Jersey HTTP Client Configuration

Stroom and Stroom Proxy use the Jersey client for making HTTP connections with other nodes or other systems (e.g. Open ID Connect identity providers). In the YAML file, the jerseyClients key controls the configuration of the various clients in use.

To allow complete control of the client configuration, Stroom uses the concept of named client configurations. Each named client will be unique to a destination (where a destination is typically a server or a cluster of functionally identical servers). Thus the configuration of the connections to each of those destinations can be configured independently.

The client names are as follows:

  • DEFAULT - The default client configuration used if a named configuration is not present.
  • AWS_PUBLIC_KEYS - Connections to fetch AWS public keys used in Open ID Connect authentication.
  • DOWNSTREAM - Connections to downstream proxy/stroom instances to check feed status. (Stroom Proxy only).
  • OPEN_ID - Connections to an Open ID Connect identity provider, e.g. Cognito, Azure AD, KeyCloak, etc.
  • STROOM - Inter-node communications within the Stroom cluster (Stroom only).

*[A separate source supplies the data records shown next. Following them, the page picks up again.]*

PR #6386, opened 2025-11-09
feature: add optional user namespacing to the sandbox and run flag for seccomp

tulilirockz:
This pull request allows access to subsandboxing for flatpaks that require sandboxing for security purposes such as Chromium-based and Firefox-based web browsers.

In order to actually get the sandbox holes for that the flatpak would need to explicitly enable the `userns` flag and feature, with both of them being opt-in.

This is still a draft as I still need to figure out what else would be necessary to get this merged. Please feel free to comment on how I approached things and I would love some hand-holding as I do not know this codebase or C very well. Thank you!

WIP:
- [ ] Tests
- [ ] Documentation

### Example usage:

image

```
[tulip@/var/home/tulip/opt/flatpak/flatpak-userns]$ ./build/app/flatpak run --share=network --allow=userns --userns org.gnome.Sdk
[📦 org.gnome.Sdk ~]$ cd /tmp/ubuntu
[📦 org.gnome.Sdk ubuntu]$ bwrap --bind . / /bin/sh
[📦 org.gnome.Sdk \W]$ cat /etc/os-release
PRETTY_NAME="Ubuntu 24.04 LTS"
NAME="Ubuntu"
VERSION_ID="24.04"
VERSION="24.04 LTS (Noble Numbat)"
VERSION_CODENAME=noble
ID=ubuntu
ID_LIKE=debian
HOME_URL="https://www.ubuntu.com/"
SUPPORT_URL="https://help.ubuntu.com/"
BUG_REPORT_URL="https://bugs.launchpad.net/ubuntu/"
PRIVACY_POLICY_URL="https://www.ubuntu.com/legal/terms-and-policies/privacy-policy"
UBUNTU_CODENAME=noble
LOGO=ubuntu-logo
[📦 org.gnome.Sdk \W]$ apt --help
apt 2.7.14 (arm64)
Usage: apt [options] command

apt is a commandline package manager and provides commands for
searching and managing as well as querying information about packages.
```

### DIFF
--- a/app/flatpak-builtins-run.c
+++ b/app/flatpak-builtins-run.c
@@ -42,6 +42,7 @@ static char *opt_branch;
 static char *opt_command;
 static char *opt_cwd;
 static gboolean opt_devel;
+static gboolean opt_userns;
 static gboolean opt_log_session_bus;
 static gboolean opt_log_system_bus;
 static gboolean opt_log_a11y_bus;
@@ -69,6 +70,7 @@ static GOptionEntry options[] = {
   { "cwd", 0, 0, G_OPTION_ARG_STRING, &opt_cwd, N_("Directory to run the command in"), N_("DIR") },
   { "branch", 0, 0, G_OPTION_ARG_STRING, &opt_branch, N_("Branch to use"), N_("BRANCH") },
   { "devel", 'd', 0, G_OPTION_ARG_NONE, &opt_devel, N_("Use development runtime"), NULL },
+  { "userns", 0, 0, G_OPTION_ARG_NONE, &opt_userns, N_("Allow user namespaces inside sandbox"), NULL },
   { "runtime", 0, 0, G_OPTION_ARG_STRING, &opt_runtime, N_("Runtime to use"), N_("RUNTIME") },
   { "runtime-version", 0, 0, G_OPTION_ARG_STRING, &opt_runtime_version, N_("Runtime version to use"), N_("VERSION") },
   { "log-session-bus", 0, 0, G_OPTION_ARG_NONE, &opt_log_session_bus, N_("Log session bus calls"), NULL },
@@ -312,6 +314,8 @@ flatpak_builtin_run (int argc, char **argv, GCancellable *cancellable, GError **
     flags |= FLATPAK_RUN_FLAG_NO_SESSION_BUS_PROXY;
   if (!opt_clear_env)
     flags |= FLATPAK_RUN_FLAG_CLEAR_ENV;
+  if (opt_userns)
+    flags |= FLATPAK_RUN_FLAG_USERNS;
 
   if (!flatpak_run_app (app_deploy ? app_ref : runtime_ref,
                         app_deploy,
--- a/common/flatpak-common-types-private.h
+++ b/common/flatpak-common-types-private.h
@@ -50,6 +50,7 @@ typedef enum {
   FLATPAK_RUN_FLAG_PARENT_EXPOSE_PIDS = (1 << 20),
   FLATPAK_RUN_FLAG_PARENT_SHARE_PIDS  = (1 << 21),
   FLATPAK_RUN_FLAG_CLEAR_ENV          = (1 << 22),
+  FLATPAK_RUN_FLAG_USERNS          = (1 << 23),
 } FlatpakRunFlags;
 
 typedef struct FlatpakDir             FlatpakDir;
--- a/common/flatpak-context-private.h
+++ b/common/flatpak-context-private.h
@@ -78,6 +78,7 @@ typedef enum {
   FLATPAK_CONTEXT_FEATURE_BLUETOOTH    = 1 << 2,
   FLATPAK_CONTEXT_FEATURE_CANBUS       = 1 << 3,
   FLATPAK_CONTEXT_FEATURE_PER_APP_DEV_SHM = 1 << 4,
+  FLATPAK_CONTEXT_FEATURE_USERNS = 1 << 5,
 } FlatpakContextFeatures;
 
 typedef enum {
--- a/common/flatpak-context.c
+++ b/common/flatpak-context.c
@@ -85,6 +85,7 @@ const char *flatpak_context_features[] = {
   "bluetooth",
   "canbus",
   "per-app-dev-shm",
+  "userns",
   NULL
 };
 
--- a/common/flatpak-run.c
+++ b/common/flatpak-run.c
@@ -51,7 +51,6 @@
 #endif
 
 #include <glib/gi18n-lib.h>
-
 #include <gio/gio.h>
 #include "libglnx.h"
 
@@ -304,6 +303,40 @@ flatpak_run_add_environment_args (FlatpakBwrap           *bwrap,
   g_autofree char *xdg_dirs_conf = NULL;
   gboolean home_access = FALSE;
   gboolean sandboxed = (flags & FLATPAK_RUN_FLAG_SANDBOX) != 0;
+
+  gboolean parent_expose_pids = (flags & FLATPAK_RUN_FLAG_PARENT_EXPOSE_PIDS) != 0;
+  gboolean parent_share_pids = (flags & FLATPAK_RUN_FLAG_PARENT_SHARE_PIDS) != 0;
+  gboolean bwrap_unprivileged = flatpak_bwrap_is_unprivileged ();
+
+  if ((context->features & FLATPAK_CONTEXT_FEATURE_USERNS) == 0 && bwrap_unprivileged)
+    /* Disable recursive userns for all flatpak processes, as we need this
+     * to guarantee that the sandbox can't restructure the filesystem.
+     * Allowing to change e.g. /.flatpak-info would allow sandbox escape
+     * via portals.
+     *
+     * This is also done via seccomp, but here we do it using userns
+     * unsharing in combination with max_user_namespaces.
+     *
+     * If bwrap is setuid, then --disable-userns will not work, which
+     * makes the seccomp filter security-critical.
+     */
+    {
+      g_info ("Disallowing user namespace access");
+      if (parent_expose_pids || parent_share_pids)
+        {
+          /* If we're joining an existing sandbox's user and process
+           * namespaces, then it should already have creation of
+           * nested user namespaces disabled. */
+          flatpak_bwrap_add_arg (bwrap, "--assert-userns-disabled");
+        }
+      else
+        {
+          /* This is a new sandbox, so we need to disable creation of
+           * nested user namespaces. */
+          flatpak_bwrap_add_arg (bwrap, "--unshare-user");
+          flatpak_bwrap_add_arg (bwrap, "--disable-userns");
+        }
+    }
 
   if ((context->shares & FLATPAK_CONTEXT_SHARED_IPC) == 0)
     {
@@ -1881,6 +1914,7 @@ setup_seccomp (FlatpakBwrap   *bwrap,
 {
   gboolean multiarch = (run_flags & FLATPAK_RUN_FLAG_MULTIARCH) != 0;
   gboolean devel = (run_flags & FLATPAK_RUN_FLAG_DEVEL) != 0;
+  gboolean userns = (run_flags & FLATPAK_RUN_FLAG_USERNS) != 0;
 
   __attribute__((cleanup (cleanup_seccomp))) scmp_filter_ctx seccomp = NULL;
 
@@ -1944,23 +1978,6 @@ setup_seccomp (FlatpakBwrap   *bwrap,
     {SCMP_SYS (set_mempolicy), EPERM},
     {SCMP_SYS (migrate_pages), EPERM},
 
-    /* Don't allow subnamespace setups: */
-    {SCMP_SYS (unshare), EPERM},
-    {SCMP_SYS (setns), EPERM},
-    {SCMP_SYS (mount), EPERM},
-    {SCMP_SYS (umount), EPERM},
-    {SCMP_SYS (umount2), EPERM},
-    {SCMP_SYS (pivot_root), EPERM},
-    {SCMP_SYS (chroot), EPERM},
-#if defined(__s390__) || defined(__s390x__) || defined(__CRIS__)
-    /* Architectures with CONFIG_CLONE_BACKWARDS2: the child stack
-     * and flags arguments are reversed so the flags come second */
-    {SCMP_SYS (clone), EPERM, &SCMP_A1 (SCMP_CMP_MASKED_EQ, CLONE_NEWUSER, CLONE_NEWUSER)},
-#else
-    /* Normally the flags come first */
-    {SCMP_SYS (clone), EPERM, &SCMP_A0 (SCMP_CMP_MASKED_EQ, CLONE_NEWUSER, CLONE_NEWUSER)},
-#endif
-
     /* Don't allow faking input to the controlling tty (CVE-2017-5226) */
     {SCMP_SYS (ioctl), EPERM, &SCMP_A1 (SCMP_CMP_MASKED_EQ, 0xFFFFFFFFu, (int) TIOCSTI)},
     /* In the unlikely event that the controlling tty is a Linux virtual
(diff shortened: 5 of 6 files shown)


smcv:
If a Flatpak app can create nested user namespaces, then it can violate Flatpak's security policy by impersonating a process that is not a Flatpak app (by not having `/proc/$pid/root/.flatpak-info`). This is a sandbox escape, just as bad as `--filesystem=host` or the permission that allows `flatpak-spawn --host`.

The way to create new user namespaces from a Flatpak app without introducing a sandbox escape is to use "subsandboxing" (`flatpak-spawn` without `--host`, or D-Bus calls that are equivalent to `flatpak-spawn`), which creates a new userns *next to* the one for the original app, with equal or more-restrictive sandboxing parameters. For example this is how Steam and Zypak work.

smcv:
> If a Flatpak app can create nested user namespaces, then it can violate Flatpak's security policy by impersonating a process that is not a Flatpak app

See also CVE-2021-41133 which was this, but unintentional.

WavyEbuilder:
> If a Flatpak app can create nested user namespaces, then it can violate Flatpak's security policy by impersonating a process that is not a Flatpak app (by not having `/proc/$pid/root/.flatpak-info`). This is a sandbox escape, just as bad as `--filesystem=host` or the permission that allows `flatpak-spawn --host`.
> 
> The way to create new user namespaces from a Flatpak app without introducing a sandbox escape is to use "subsandboxing" (`flatpak-spawn` without `--host`, or D-Bus calls that are equivalent to `flatpak-spawn`), which creates a new userns _next to_ the one for the original app, with equal or more-restrictive sandboxing parameters. For example this is how Steam and Zypak work.

Not going to rehash the old discussion we had before, so question will be with the premise of the conclusion we came to last time: apps creating user_namespaces themselves without using spawn is is legacy and new apps should use flatpak spawn.

Is it worth adding it as a compatibility option for existing apps? Afaik the upstream chrome sandbox team has expressed before (a while back iirc) that they do *not* wish to use flatpak spawn? The degradation of security in major applications (i.e. everything Chromium based) is concerning, and I don't think Zypak is a viable alternative for the Chrome sandbox due to current maintenance (and to be clear this is not at the fault *of* the maintained who I'm confident is doing great work, however with it being unofficial this is very much a concern for something of the scope of Chrome).

I do also understand if adding *new* options that are considered legacy as well, however I do think considering the scope it should at least be considered.

Erick555:
I would tone down _degradation of security_ claims unless you can show concrete proof. It's quite ironic that people ask flatpak for degrading its own security policy to please one app and its forks that expressed no intent to support it.

HastD:
Given that flatpak already has numerous permissions which allow for sandbox escapes, I don't see how adding a permission allowing apps to create their own user namespaces would be "degrading its own security policy" any more than, say, `--filesystem=host` or `--talk-name=org.freedesktop.Flatpak` are. It seems to be a well-established precedent that there are permissions available that could in principle allow the app to circumvent the flatpak sandbox; applications with such permissions still benefit from flatpak's utility as a packaging mechanism.

Erick555:
You could easily disable `--filesystem=host` which is mostly legacy/convenience thing or avoid not-really-flapak flatpak apps using `--talk-name=org.freedesktop.Flatpak`. But if all chromium forks start using namespaces instead of patches then you can't disable that and it will degrade overall security since random electron binary downloaded from somewhere can impersonate any other appid. Moreover it opens up large attack surface of the kernel.

On other side, beside countless comments on github nobody could found a single security issue with chromium patches or zypak  or explain how it degrades security. There are plenty of chromium-like apps on flathub with functioning sandbox right now and they don't need any new permission for that.

Enabling userns in flatpak only decreases overall security including chromium not the other way around.

razzeee:
Stores like flathub also heavily moderate those permissions. Usually you are not allowed you to use `--talk-name=org.freedesktop.Flatpak` or `--filesystem=host` unless you have an app, that predates those rules or can give good reasons, why that's needed.

nullterminator-fyi:
> If a Flatpak app can create nested user namespaces, then it can violate Flatpak's security policy by impersonating a process that is not a Flatpak app (by not having `/proc/$pid/root/.flatpak-info`). This is a sandbox escape, just as bad as `--filesystem=host` or the permission that allows `flatpak-spawn --host`.

According to [Sebastian Wick's latest blogpost](https://blog.sebastianwick.net/posts/flatpak-happenings/), `systemd-appd` service is planned to replace this identification path which will eliminate the concerns of process impersonation. If this gets implemented, will the roablocks for nested user namespaces be removed entirely? Or are there still any other concerns regarding nested userns?

Mikenux:
@nullterminator-fyi:

If what Sebastian says is true, two important points:

1) Ensure that `system-appd` does not depend on `systemd` and can therefore be used with a different init system.

2) If `appd` replaces the current app identification, any app using `userns` will only be compatible with the Flatpak version using `appd`. It will not be compatible with previous Flatpak versions. This can be problematic if developers of apps currently using `flatpak-spawn` want to switch to `userns` and drop support for `flatpak-spawn` to avoid supporting two systems. For Chromium, since the developers proposing it are not its official developers, this will not be an issue; for an app proposed by its official developers, the situation is different and depends on their will. Therefore, if developers want to switch to `userns` while dropping support for `flatpak-spawn`, planning a transition is necessary so that users are not (or not too) affected.

WavyEbuilder:
> You could easily disable `--filesystem=host` which is mostly legacy/convenience thing or avoid not-really-flapak flatpak apps using `--talk-name=org.freedesktop.Flatpak`.

You can easily disable user namespace via an option. The entire point of this patch is exactly that: so that it's an option.

> But if all chromium forks start using namespaces instead of patches then you can't disable that and it will degrade overall security since random electron binary downloaded from somewhere can impersonate any other appid. Moreover it opens up large attack surface of the kernel.

Chromium already uses user namespaces. From the README of zypak:
```
Allows you to run Chromium based applications that require a sandbox in a Flatpak environment, by using LD_PRELOAD magic and a redirection system that redirects Chromium's sandbox to use the Flatpak sandbox.
```
zypak is not in official builds for electron or Chrome at present. I don't see how supporting this changes that? Unless you're saying that electron apps would start using that option, in which case I'd argue they could also add various other flags, such as `--filesystem=host` to not use portals. This is at best a packaging problem, and not really an issue. The scope of electron apps is also very different to the scope for a browser. 

> On other side, beside countless comments on github nobody could found a single security issue with chromium patches or zypak or explain how it degrades security. There are plenty of chromium-like apps on flathub with functioning sandbox right now and they don't need any new permission for that.

It is not maintained by the upstream Chrome sandbox team. It does not even have a disclosure process for handling security vulnerabilities it appears at present. It appears to be maintained by a single person, and also does not seem to be official for Flatpak either. Simply because there are no existing security issues does *not* mean there are not concerns with the maintenance. Again though just to be clear, I don't think this is the maintainer's fault, nor do I think they should be taking any "blame" or flak for the great work they've done, however this maintenance is simply *not* acceptable for something of the scope of a browser. There are already flags for escape holes for various other apps as we discussed.

WavyEbuilder:
> @nullterminator-fyi:
> 
> If what Sebastian says is true, two important points:
> 
> 1. Ensure that `system-appd` does not depend on `systemd` and can therefore be used with a different init system.

My understanding is that they plan to work on some way to make it more portable. From his other blog post on it (https://blog.sebastianwick.net/posts/so-peerpidfd-gets-more-useful/):

> To support non-Linux systems, we might even be able to abstract away the cgroup details, by providing a varlink service to register and query running applications. On Linux, this service would use cgroups and xattrs internally.

So this should be possible to port to other systems.

tulilirockz:
Similarly to the `--filesystem=host` and `--talk-name=org.freedesktop.Flatpak` sandbox escapes, I feel like just having this as an option would make it so this is better standardized. We already have these workarounds with chromium, we'd just be doing it "for real" now. If anything this is probably better since we _wouldn't_ be shipping those workarounds there and instead just using these options directly. This being opt-in is nice since flathub/other stores can just block access to this unless strictly required via a policy

Erick555:
> You can easily disable user namespace via an option. The entire point of this patch is exactly that: so that it's an option.

If you disable them then apps fail to run so you can't disable them.

> Chromium already uses user namespaces.

It can't use user namespaces directly (this whole discussion wouldn't make any sense otherwise, don't you think?) It uses flatpak spawn API.

>  Unless you're saying that electron apps would start using that option, in which case I'd argue they could also add various other flags, such as --filesystem=host to not use portals.

Yes, I expect that after adding such option the only apps that need it start using it. Maybe packaging could hack `--no-sandbox` flag as alternate solution if userns option were disabled but this just proves my point this change could only degrade security.

> It is not maintained by the upstream Chrome sandbox team. It does not even have a disclosure process for handling security vulnerabilities it appears at present. It appears to be maintained by a single person, and also does not seem to be official for Flatpak either

Upstream doesn't support flatpak regardless if some patch is upstream or downstream. Chrome package on flathub isn't official and may never be. Flatpak is maintained by the same person who created the patches so there's no way to escape the trust for them.

> Simply because there are no existing security issues does not mean there are not concerns with the maintenance.

I don't think there are any concerns regarding maintenance, at least nobody is reporting them. People who say they're concerned should articulate them in technical way otherwise they won't be taken seriously and whole discussion is waste of everyone time..

WavyEbuilder:
> If you disable them then apps fail to run so you can't disable them.

No, you can use Zypak for electron apps (like is done currently)? The difference is that the threat model and consequences of a security issue are very different in the case of an electron app:

- Each application runs... separately, i.e. if I was to have two electron apps, `app1` and `app2`, they run as separate processes (because they're separate Flatpaks). This is some of the strongest isolation available in an operating system, process isolation.
- In the case of a browser however, the consequences of the *browser's* sandbox failing are *much much* more significant. For one, multiple sites co-exist at once in the same process space. If the site-isolation breaks, this is pretty disastrous.

This is why Zypak is more acceptable for electron apps. The sandbox isn't really that much of an internal security boundary, and the consequences of the electron app's sandbox failing are *much much* less severe compared to a browser's sandbox failing. The threat models are entirely different. Just because they're based on the same underlying technology does not mean the threat model is the same.

> It can't use user namespaces directly (this whole discussion wouldn't make any sense otherwise, don't you think?) It uses flatpak spawn API.

Yes, but the code in the browser *currently* calls to user namespaces. This is a reference to the fact that there are *existing* applications that do NOT make calls to the portal to open files, and hence why we have various options such as `--filesystem=host` to accommodate those applications.

> Yes, I expect that after adding such option the only apps that need it start using it. Maybe packaging could hack --no-sandbox flag as alternate solution if userns option were disabled but this just proves my point this change could only degrade security.

Degrade security of the *Flatpak* sandbox of those applications using it? Sure. But Chrome's sandbox being functional is far more important. Currently, for site-isolation and various other *internal* sandboxing features to work, we're dependent on a project (which to reiterate is not the maintainer of said project's fault, who is doing great work) that is, as far as I can tell:

- Not official, either in Chrome or even in Flatpak (it should really be in Chrome)
- Lacking an official security vulnerability disclosure process
- Maintained by a single person

And not to mention, is effectively a hack (afterall it relies on `LD_PRELOAD` magic). None of this is robust, and the consequences of the browser sandbox failing is much more severe than an electron app's sandbox failing. Chromium already provides a sandbox that is at the *minimum* comparable with Flatpak's.

> Upstream doesn't support flatpak regardless if some patch is upstream or downstream. Chrome package on flathub isn't official and may never be. Flatpak is maintained by the same person who created the patches so there's no way to escape the trust for them.

It's not the trust that said person is malicious. It's that Chrome is a fast moving project, without even LTS releases. This is something the Chrome sandbox team has rejected before, is now quite literally a dynamic loader hack, lacks an official security vulnerability disclosure process, and does not have (as far as I can tell) someone strongly proficient with the Chrome sandbox's internals, or more importantly the direction it is and will be going in (i.e. someone on the team) working on it. Chrome is an extremely fast moving target.

> I don't think there are any concerns regarding maintenance, at least nobody is reporting them. People who say they're concerned should articulate them in technical way otherwise they won't be taken seriously and whole discussion is waste of everyone time..

A single person with a non-official (although great!) project trying to target a fast moving sandbox without anyone on the Chrome sandbox team's backing as far as I can tell, lacking an official vulnerability handling process, using a dynamic loader hack, is not at all robust nor acceptable for a browser sandbox.

Flatpak is more than happy to accommodate *other* applications with legacy methods of accessing resources (such as not using the portals). So I don't see how this is any different. Flatpak needs to be more clear on what is acceptable then. If Flatpak now has a clear policy of "no new sandbox escape options and we're going to try and get rid of as many as we can as quickly as possible", then that's great. Now there is something that's clear to target. Right now it's in some weird state where there are numerous options to allow sandbox escape for app compatibility, but for some reason another one of those options is unacceptable.

Anyway, we're going in circles and on a repeat of the last issue. The biggest problem here is that there is not much clarity on what the Flatpak policy is, and what is going to be done to address it. It's not clear why it's acceptable for comparability for other applications to be considered, but not for Chrome. This is something that needs to be made more clear imho, and should be the core focus of the discussion now.

Erick555:
> No, you can use Zypak for electron apps (like is done currently)? 

As user you can't if app maintainer chose native namespace sandbox.

> Yes, but the code in the browser currently calls to user namespaces

No, in flatpak it calls flatpak spawn api.

> A single person with a non-official (although great!) project trying to target a fast moving sandbox

Chrome sandbox on linux has barely changed in past decade. Basically chromium reluctance of flatpak patches is because they don't want to spend more of their effort on linux sandboxing.

> But Chrome's sandbox being functional is far more important

Do you realize chrome sandbox is working for 100% in flatpak right now or not?

> And not to mention, is effectively a hack (afterall it relies on LD_PRELOAD magic).

LD_PRELOAD is used only for pre-compiled binaries that can't be patched. You may use chromium instead of chrome to have it natively.

> Flatpak needs to be more clear on what is acceptable then. If Flatpak now has a clear policy of "no new sandbox escape options and we're going to try and get rid of as many as we can as quickly as possible"

Flatpak has security policy in which no app can impersonate another app in talking to the portal. Whole portal security model is based on this assumption. This was written in every thread on github related to userns. I don't know what else needs to be said.

WavyEbuilder:
> As user you can't if app maintainer chose native namespace sandbox.

If a app maintainer chooses to build an app without portal support, then you require `--filesystem=host`. This is a packaging problem, which applies to these other sandbox loopholes.
 
> No, in flatpak it calls flatpak spawn api.

Not upstream. The upstream *Chrome* sandbox code does NOT use the flatpak spawn api, and the maintainers before have rejected it.
 
> Do you realize chrome sandbox is working for 100% in flatpak right now or not?

None of this addresses my security and maintenance concerns. The maintenance is absolutely not acceptable for the security and scope of a browser, sorry.

> Flatpak has security policy in which no app can impersonate another app in talking to the portal. Whole portal security model is based on this assumption. This was written in every thread on github related to userns. I don't know what else needs to be said.

This is clearly untrue, and you keep missing the point. There are existing sandbox holes.

We don't understand why adding a new one for the sake of another app is not okay. You can violate that policy with `--filesystem=host`, just as you could with the proposed user namespaces option. What is not explained is why this option is not acceptable, but other sandbox loopholes are.

*ALL* of your points apply to non-portal supporting apps. And yet we still have an option to support them via `--filesystem=host`. This is going in circles now, and it really needs to be made clear by a Flatpak maintainer why `--filesystem=host` is acceptable, but this new option is not.

A maintainer saying "this is not acceptable because we don't want to add any new sandbox escape options, we have existing ones but we don't want anymore and we hope to get rid of the old ones someday" is absolutely fine. That makes it clear and sets a precedent that NO new escape holes are to be added for compatibility. Right now, there is no policy on this. Clearly it's not we don't allow no sandbox escapes, else `--filesystem=host` would not exist.

Mikenux:
If it about accessing `/proc` (mentioned above relative to the `.flatpak-info` file), then host permissions, according to https://docs.flatpak.org/en/latest/sandbox-permissions.html#filesystem-access, don’t have access to `/proc`.

However, there is the new `host-root` permission which is about mounting the full filesystem... thus suggesting access to `/proc`.

alaviss:
> We don't understand why adding a new one for the sake of another app is not okay.

The current sandbox escapes have valid usages beyond just "compatibility":

- `filesystem=host` (and `host-root`) is required for file managers, since accessing and managing the full file system is *the* feature. There are no alternatives to that.
- `talk-name=org.freedesktop.Flatpak` is conceived for development tools (the dbus interface is even named `org.freedesktop.Flatpak.Development`), of which direct interaction with the host is an intended feature, not a bug.

The proposed userns knob however is purely for compatibility reasons, where not only:

- Flatpak spawn portal exists to provide an (imperfect, but functional) alternative
- Work on "appd" to lift the restriction entirely is in progress

Thus the argument for this feature is much weaker compared to the other ones.

Mikenux:
I don't think the argument is actually weaker. I don't know if it is the case, but if one or more existing permissions allow impersonation, there is a problem, file manager, development tool, or not.

I don't think the issue of nested sandboxing is any less significant than that of a file manager or a development tool. Some developers simply don't want to support a feature specific to one container system when there are several on the same platform.

So, in my opinion:
- If no existing permission allows impersonation, merging this PR can be postponed until the identification mechanism is adapted (the PR may need to be modified).
- If existing permissions allow impersonation, there is no valid reason to reject adding another one. If there is another reason, it should be reported.

GuyDebord:
What is the status on that? Will we get this anytime soon in order to able to securely use flatpak based browsers or will it take some more years?

tulilirockz:
I'm pretty sure this won't ever be merged in the current flatpak implementation. I basically just made this PR as a PoC if this would work/would be fine for using flatpak in this way.

GuyDebord:
Thank you very much for your answer. In that case do you think flatpak will remain insecure for browsers for the foreseeable future?

swick:
Browsers use flatpak-spawn sandboxes nowadays in flatpak which are not insecure. It would be nicer to directly call the kernel to set up the sandboxing for a number of reasons but please don't spread this uninformed nonsense.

The following is an example of how the clients are configured in the YAML file:

jerseyClients:
  DEFAULT:
    # Default client configuration, e.g.
    timeout: 500ms
  STROOM:
    # Configuration items for stroom inter-node communications
    timeout: 30s
  # etc.

The configuration keys (along with their default values and descriptions) for each client can be found here:

The following is another example including most keys:

jerseyClients:
  DEFAULT:
    minThreads: 1
    maxThreads: 128
    workQueueSize: 8
    gzipEnabled: true
    gzipEnabledForRequests: true
    chunkedEncodingEnabled: true
    timeout: 500ms
    connectionTimeout: 500ms
    timeToLive: 1h
    cookiesEnabled: false
    maxConnections: 1024
    maxConnectionsPerRoute: 1024
    keepAlive: 0ms
    retries: 0
    userAgent: <application name> (<client name>)
    proxy:
      host: 192.168.52.11
      port: 8080
      scheme : http
      auth:
        username: secret
        password: stuff
        authScheme: NTLM
        realm: realm
        hostname: host
        domain: WINDOWSDOMAIN
        credentialType: NT
      nonProxyHosts:
        - localhost
        - '192.168.52.*'
        - '*.example.com'
    tls:
      protocol: TLSv1.2
      provider: SunJSSE
      verifyHostname: true
      keyStorePath: /path/to/file
      keyStorePassword: changeit
      keyStoreType: JKS
      trustStorePath: /path/to/file
      trustStorePassword: changeit
      trustStoreType: JKS
      trustSelfSignedCertificates: false
      supportedProtocols: TLSv1.1,TLSv1.2
      supportedCipherSuites: TLS_ECDHE_ECDSA_WITH_AES_128_CBC_SHA256
      certAlias: alias-of-specific-cert

Logging Configuration

The Dropwizard configuration file controls all the logging by the application. In addition to the main application log, there are additional logs such as stroom user events (for audit), Stroom-Proxy send and receive logs and database migration logs.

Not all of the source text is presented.